Scala is a multi-paradigm language, combining elements from functional and object-oriented programming. However, this is dangerous combination which may result in a very obscure code, if patterns and features from both paradigms are used indiscriminately.

As a general rule, object-oriented patterns should be used to model the high-level architecture of the program, while functional patterns should be used locally, to write the actual implementation code. Think of object-oriented design as a strategy, and of functional patterns as tactics: apply the commonly known object-oriented patterns when it is necessary to structure the overall program structure, and use functional idioms when you're writing concrete code which manipulates concrete data. For example, don't hesitate to use patterns like facade or adapter when you're designing your class structure, but when you actually begin to fill these classes with implementation, use functional patterns like immutability, optional values and operations on collections instead of what you would do in Java, like imperative loops and mutable collections.

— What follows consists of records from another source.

Issue #980, opened 2022-09-14
Get directory of the notebook initialising the kernel in remote_ikernel


divyansshhh:
### Problem
I have a fork of [remote_ikernel](https://github.com/cfriedline/remote_ikernel) which I use to connect to a kernel on a remote host. I also have a contents manager that overrides the `/` directory to mount a virtual filesystem (this is not a physical location on disk) so when I open a notebook from this virtual filesystem, remote_ikernel thinks the cwd is `/`, which is incorrect. 

(the notebook path could be from something like - `/<virtual-dir-prefix>/u/$USER/Untitled.ipynb`, I expect the cwd to be `/u/$USER/` on the remote host but it is set to `/`)

I want a way to communicate to remote_ikernel what the correct path is.

### Proposed Solution

I propose adding an environment variable (say, `JPY_NOTEBOOK_DIR`) which I can use in my fork of `remote_ikernel` to switch to the correct cwd.  

### Additional context

I have tried using a custom SessionManager to do this but the current implementation adds alot of maintenance overhead to keep our version in sync with the latest releases of `jupyter_server`.  Hence I propose making the change in `jupyter_server` itself.

<!-- Add any other context or screenshots about the feature request here. You can also include links to examples of other programs that have something similar to your request. For example:

* Another project [...] solved this by [...]

PR #981, opened 2022-09-14
Make it easier to pass custom env variables to kernel

divyansshhh:
This is done to get the dir of the notebook where notebook initialising the kernel belongs.

jupyter-server/jupyter_server#980


kevin-bates:
Hi @divyansshhh - This seems very similar to the `JPY_SESSION_NAME` value introduced in #679 and, AFAICT, both `kernel_path` and `notebook_path` would be identical in the default case.  

Since you're using a custom `ContentsManager`, might it make sense to override its `get_kernel_path()` method to produce the result based on your virtual filesystem as I assume `kernel_path` and `notebook_path` are different in your scenario?

When `JPY_SESSION_NAME` was added, its original intent was to convey the notebook's path but was changed to _session name_ because the notebook path could change within a session, but, in essence, it's the notebook path.

On a somewhat unrelated note, does anyone know what the UUID (placeholder?) is for, and does it correlate to something on the Lab side of things?

divyansshhh:
Thanks for the recommendations, I'll try making a change to the `get_kernel_path` method and see if it helps my usecase. I'll leave this PR open till I've confirmed it from my end. 

FWIW, it seems the UUID was added to solve a race condition (as per [this](https://github.com/jupyterlab/jupyterlab/blob/e112c8f10490b9e8ec8f9fe5be2a2d21e43d09a9/packages/apputils/src/sessioncontext.tsx#L882) comment)

maartenbreddels:
In voila we used CGI variables, see e.g. https://github.com/voila-dashboards/voila/blob/main/voila/handler.py#L88

We could also add `PATH_TRANSLATED` for this, which would be the notebook path on disk. See https://datatracker.ietf.org/doc/html/rfc3875#section-4.1.6

divyansshhh:
I tried the `get_kernel_path` recommendation and it doesn't work for my use case. So, I propose making it easier to pass env variables to kernels in a way that makes it easier to extend the environment variables as per their need.

Thoughts on something like this? 
```python
def get_kernel_env(self, path):
    return {**os.environ, "JP_SESSION_NAME": path}
```

To add extra env variabes (and make it easier to keep it in sync with upstream code) we can extend it's behavior in a custom session manager like this - 
```python
# in a custom session manager
def get_kernel_env(self, path):
    upstream_env = super().get_kernel_env()
    return {**upstream_env, "EXTRA_ENV_VARIABLE": path_modified}
```

kevin-bates:
Using a custom session manager, you're free to do anything you want, and this is probably the best approach for now.

I think what is really necessary here is the ability to express parameters in general, and a formal _kernel parameterization_ feature should include the ability to set arbitrary(?) envs (or perhaps those that are specified in the _kernel parameter schema_) along with whatever other parameters are published by the underlying kernel provisioner and kernel implementations.  For example, `remote_ikernel` could publish a schema that lists `EXTRA_ENV_VARIABLE` as one of the envs that it will use internally.

kevin-bates (approved):
Thank you for submitting this PR @divyansshhh.  This seems like a reasonable step forward allowing custom session manager implementations to extend the env stanza.

divyansshhh:

divyansshhh:
Seems I can't use meeseeksdev. @kevin-bates can you please backport this to 1.x?

Also, when is the next scheduled release of jupyter_server 1.x? It'd be nice to have a 1.x release with this commit by next Friday.

blink1073:

blink1073:
@divyansshhh, if you want to handle the manual backport I can make a 1.x release on Monday.  We try not to release on Fridays in case we break things.  :smile:

divyansshhh:
I've raised #994 for the backport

Of course, it is sometimes difficult to make a clean separation, for example, relying on immutability leads to creation of many ADTs, which definitely affect the high-level structure of the program, and vice versa, using dependency injection patterns have very noticeable effect on the concrete implementation. But this approach allows ruling out harmful practices like using high-level functional idioms to structure the overall program (e.g. trying to design the entire program workflow as a monad transformer stack) or blindly using object-oriented patterns to structure low level code (e.g. using virtual dispatch with a trait hierarchy where a simple match would do nicely).